>>>>>

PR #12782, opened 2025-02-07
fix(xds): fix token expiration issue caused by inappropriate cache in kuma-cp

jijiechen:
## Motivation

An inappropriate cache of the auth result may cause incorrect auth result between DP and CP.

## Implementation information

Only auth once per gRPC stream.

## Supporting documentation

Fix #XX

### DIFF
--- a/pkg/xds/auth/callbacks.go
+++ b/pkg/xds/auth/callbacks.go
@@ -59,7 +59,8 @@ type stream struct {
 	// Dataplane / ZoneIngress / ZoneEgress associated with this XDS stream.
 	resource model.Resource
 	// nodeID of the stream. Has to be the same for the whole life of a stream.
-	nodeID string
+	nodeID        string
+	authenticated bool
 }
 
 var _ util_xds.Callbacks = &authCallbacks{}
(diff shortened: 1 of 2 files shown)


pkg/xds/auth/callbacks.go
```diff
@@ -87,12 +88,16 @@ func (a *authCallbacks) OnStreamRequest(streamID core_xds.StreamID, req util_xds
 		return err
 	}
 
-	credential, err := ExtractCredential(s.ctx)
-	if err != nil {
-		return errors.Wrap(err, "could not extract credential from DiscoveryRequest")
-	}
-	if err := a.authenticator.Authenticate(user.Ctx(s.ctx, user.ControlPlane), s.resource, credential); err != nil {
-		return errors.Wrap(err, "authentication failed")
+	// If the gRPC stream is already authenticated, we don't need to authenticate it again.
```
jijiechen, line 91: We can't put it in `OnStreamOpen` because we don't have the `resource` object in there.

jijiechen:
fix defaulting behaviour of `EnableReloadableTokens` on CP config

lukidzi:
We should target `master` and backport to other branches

<<<<<

### To do
For this data, state how many lines include the word "nodeID", with nothing added.

### Task answer
3